*Action item*
Transcribe every record without leaving anything out or changing a word.

*Materials provided*
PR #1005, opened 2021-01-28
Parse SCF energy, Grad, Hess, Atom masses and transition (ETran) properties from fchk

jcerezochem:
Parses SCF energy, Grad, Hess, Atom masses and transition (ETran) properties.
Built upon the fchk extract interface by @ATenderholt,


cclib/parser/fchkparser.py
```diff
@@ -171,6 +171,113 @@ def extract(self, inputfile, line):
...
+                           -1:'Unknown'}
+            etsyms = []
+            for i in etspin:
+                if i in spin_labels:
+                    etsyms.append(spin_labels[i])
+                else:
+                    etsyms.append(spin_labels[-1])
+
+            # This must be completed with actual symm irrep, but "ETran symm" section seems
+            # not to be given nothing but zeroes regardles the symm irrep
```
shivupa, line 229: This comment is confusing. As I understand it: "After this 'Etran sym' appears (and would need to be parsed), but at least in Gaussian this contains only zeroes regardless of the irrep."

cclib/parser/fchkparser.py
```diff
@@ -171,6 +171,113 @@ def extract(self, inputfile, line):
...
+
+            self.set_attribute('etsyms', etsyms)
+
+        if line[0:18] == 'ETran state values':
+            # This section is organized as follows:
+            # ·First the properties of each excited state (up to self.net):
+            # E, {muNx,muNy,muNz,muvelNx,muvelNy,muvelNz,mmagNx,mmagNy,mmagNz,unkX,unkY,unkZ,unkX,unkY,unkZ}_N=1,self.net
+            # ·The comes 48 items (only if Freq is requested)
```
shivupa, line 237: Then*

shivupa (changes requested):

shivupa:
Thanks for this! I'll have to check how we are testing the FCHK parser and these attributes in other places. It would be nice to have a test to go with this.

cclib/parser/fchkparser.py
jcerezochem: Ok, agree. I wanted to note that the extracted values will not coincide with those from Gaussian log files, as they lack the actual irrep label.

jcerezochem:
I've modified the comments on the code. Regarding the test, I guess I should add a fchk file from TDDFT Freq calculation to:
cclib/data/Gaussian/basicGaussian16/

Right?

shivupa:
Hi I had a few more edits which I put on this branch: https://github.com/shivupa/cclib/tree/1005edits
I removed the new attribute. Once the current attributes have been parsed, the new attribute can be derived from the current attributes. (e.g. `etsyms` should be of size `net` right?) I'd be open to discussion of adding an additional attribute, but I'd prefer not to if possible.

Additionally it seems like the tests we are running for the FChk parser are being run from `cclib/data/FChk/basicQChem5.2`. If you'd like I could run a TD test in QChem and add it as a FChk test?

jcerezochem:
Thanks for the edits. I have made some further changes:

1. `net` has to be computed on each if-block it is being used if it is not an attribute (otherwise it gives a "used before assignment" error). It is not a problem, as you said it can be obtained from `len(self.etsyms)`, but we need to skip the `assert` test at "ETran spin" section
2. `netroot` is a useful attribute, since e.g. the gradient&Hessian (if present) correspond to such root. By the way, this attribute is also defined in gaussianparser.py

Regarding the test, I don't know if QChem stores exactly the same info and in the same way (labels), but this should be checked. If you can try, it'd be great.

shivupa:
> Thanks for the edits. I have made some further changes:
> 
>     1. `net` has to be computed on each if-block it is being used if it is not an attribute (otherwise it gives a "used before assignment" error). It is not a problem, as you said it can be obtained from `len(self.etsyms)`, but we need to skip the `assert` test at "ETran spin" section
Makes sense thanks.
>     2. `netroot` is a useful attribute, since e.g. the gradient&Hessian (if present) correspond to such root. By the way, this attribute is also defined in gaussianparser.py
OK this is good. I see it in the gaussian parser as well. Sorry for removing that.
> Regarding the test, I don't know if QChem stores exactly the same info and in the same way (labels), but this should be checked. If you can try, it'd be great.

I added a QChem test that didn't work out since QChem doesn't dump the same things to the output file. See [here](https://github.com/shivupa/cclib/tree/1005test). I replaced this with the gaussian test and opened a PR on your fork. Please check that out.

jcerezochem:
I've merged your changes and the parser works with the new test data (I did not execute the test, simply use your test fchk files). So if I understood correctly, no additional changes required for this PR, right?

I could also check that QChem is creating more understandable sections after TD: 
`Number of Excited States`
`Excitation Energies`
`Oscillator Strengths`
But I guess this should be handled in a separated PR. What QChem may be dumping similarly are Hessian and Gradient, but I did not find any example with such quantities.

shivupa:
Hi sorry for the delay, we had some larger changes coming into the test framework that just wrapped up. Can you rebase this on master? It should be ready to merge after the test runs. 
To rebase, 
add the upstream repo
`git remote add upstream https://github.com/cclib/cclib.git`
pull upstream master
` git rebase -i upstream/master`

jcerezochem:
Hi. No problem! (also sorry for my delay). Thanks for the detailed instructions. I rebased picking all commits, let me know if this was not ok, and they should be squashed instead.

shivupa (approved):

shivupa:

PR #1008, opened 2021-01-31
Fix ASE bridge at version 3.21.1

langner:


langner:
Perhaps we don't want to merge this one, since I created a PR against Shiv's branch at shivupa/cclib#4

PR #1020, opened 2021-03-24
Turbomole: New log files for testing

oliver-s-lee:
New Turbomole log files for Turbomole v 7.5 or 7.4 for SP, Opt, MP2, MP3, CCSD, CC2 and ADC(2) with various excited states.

*Answer for this exercise*
PR #1005, opened 2021-01-28
Parse SCF energy, Grad, Hess, Atom masses and transition (ETran) properties from fchk

jcerezochem:
Parses SCF energy, Grad, Hess, Atom masses and transition (ETran) properties.
Built upon the fchk extract interface by @ATenderholt,


cclib/parser/fchkparser.py
```diff
@@ -171,6 +171,113 @@ def extract(self, inputfile, line):
...
+                           -1:'Unknown'}
+            etsyms = []
+            for i in etspin:
+                if i in spin_labels:
+                    etsyms.append(spin_labels[i])
+                else:
+                    etsyms.append(spin_labels[-1])
+
+            # This must be completed with actual symm irrep, but "ETran symm" section seems
+            # not to be given nothing but zeroes regardles the symm irrep
```
shivupa, line 229: This comment is confusing. As I understand it: "After this 'Etran sym' appears (and would need to be parsed), but at least in Gaussian this contains only zeroes regardless of the irrep."

cclib/parser/fchkparser.py
```diff
@@ -171,6 +171,113 @@ def extract(self, inputfile, line):
...
+
+            self.set_attribute('etsyms', etsyms)
+
+        if line[0:18] == 'ETran state values':
+            # This section is organized as follows:
+            # ·First the properties of each excited state (up to self.net):
+            # E, {muNx,muNy,muNz,muvelNx,muvelNy,muvelNz,mmagNx,mmagNy,mmagNz,unkX,unkY,unkZ,unkX,unkY,unkZ}_N=1,self.net
+            # ·The comes 48 items (only if Freq is requested)
```
shivupa, line 237: Then*

shivupa (changes requested):

shivupa:
Thanks for this! I'll have to check how we are testing the FCHK parser and these attributes in other places. It would be nice to have a test to go with this.

cclib/parser/fchkparser.py
jcerezochem: Ok, agree. I wanted to note that the extracted values will not coincide with those from Gaussian log files, as they lack the actual irrep label.

jcerezochem:
I've modified the comments on the code. Regarding the test, I guess I should add a fchk file from TDDFT Freq calculation to:
cclib/data/Gaussian/basicGaussian16/

Right?

shivupa:
Hi I had a few more edits which I put on this branch: https://github.com/shivupa/cclib/tree/1005edits
I removed the new attribute. Once the current attributes have been parsed, the new attribute can be derived from the current attributes. (e.g. `etsyms` should be of size `net` right?) I'd be open to discussion of adding an additional attribute, but I'd prefer not to if possible.

Additionally it seems like the tests we are running for the FChk parser are being run from `cclib/data/FChk/basicQChem5.2`. If you'd like I could run a TD test in QChem and add it as a FChk test?

jcerezochem:
Thanks for the edits. I have made some further changes:

1. `net` has to be computed on each if-block it is being used if it is not an attribute (otherwise it gives a "used before assignment" error). It is not a problem, as you said it can be obtained from `len(self.etsyms)`, but we need to skip the `assert` test at "ETran spin" section
2. `netroot` is a useful attribute, since e.g. the gradient&Hessian (if present) correspond to such root. By the way, this attribute is also defined in gaussianparser.py

Regarding the test, I don't know if QChem stores exactly the same info and in the same way (labels), but this should be checked. If you can try, it'd be great.

shivupa:
> Thanks for the edits. I have made some further changes:
> 
>     1. `net` has to be computed on each if-block it is being used if it is not an attribute (otherwise it gives a "used before assignment" error). It is not a problem, as you said it can be obtained from `len(self.etsyms)`, but we need to skip the `assert` test at "ETran spin" section
Makes sense thanks.
>     2. `netroot` is a useful attribute, since e.g. the gradient&Hessian (if present) correspond to such root. By the way, this attribute is also defined in gaussianparser.py
OK this is good. I see it in the gaussian parser as well. Sorry for removing that.
> Regarding the test, I don't know if QChem stores exactly the same info and in the same way (labels), but this should be checked. If you can try, it'd be great.

I added a QChem test that didn't work out since QChem doesn't dump the same things to the output file. See [here](https://github.com/shivupa/cclib/tree/1005test). I replaced this with the gaussian test and opened a PR on your fork. Please check that out.

jcerezochem:
I've merged your changes and the parser works with the new test data (I did not execute the test, simply use your test fchk files). So if I understood correctly, no additional changes required for this PR, right?

I could also check that QChem is creating more understandable sections after TD: 
`Number of Excited States`
`Excitation Energies`
`Oscillator Strengths`
But I guess this should be handled in a separated PR. What QChem may be dumping similarly are Hessian and Gradient, but I did not find any example with such quantities.

shivupa:
Hi sorry for the delay, we had some larger changes coming into the test framework that just wrapped up. Can you rebase this on master? It should be ready to merge after the test runs. 
To rebase, 
add the upstream repo
`git remote add upstream https://github.com/cclib/cclib.git`
pull upstream master
` git rebase -i upstream/master`

jcerezochem:
Hi. No problem! (also sorry for my delay). Thanks for the detailed instructions. I rebased picking all commits, let me know if this was not ok, and they should be squashed instead.

shivupa (approved):

shivupa:

PR #1008, opened 2021-01-31
Fix ASE bridge at version 3.21.1

langner:


langner:
Perhaps we don't want to merge this one, since I created a PR against Shiv's branch at shivupa/cclib#4

PR #1020, opened 2021-03-24
Turbomole: New log files for testing

oliver-s-lee:
New Turbomole log files for Turbomole v 7.5 or 7.4 for SP, Opt, MP2, MP3, CCSD, CC2 and ADC(2) with various excited states.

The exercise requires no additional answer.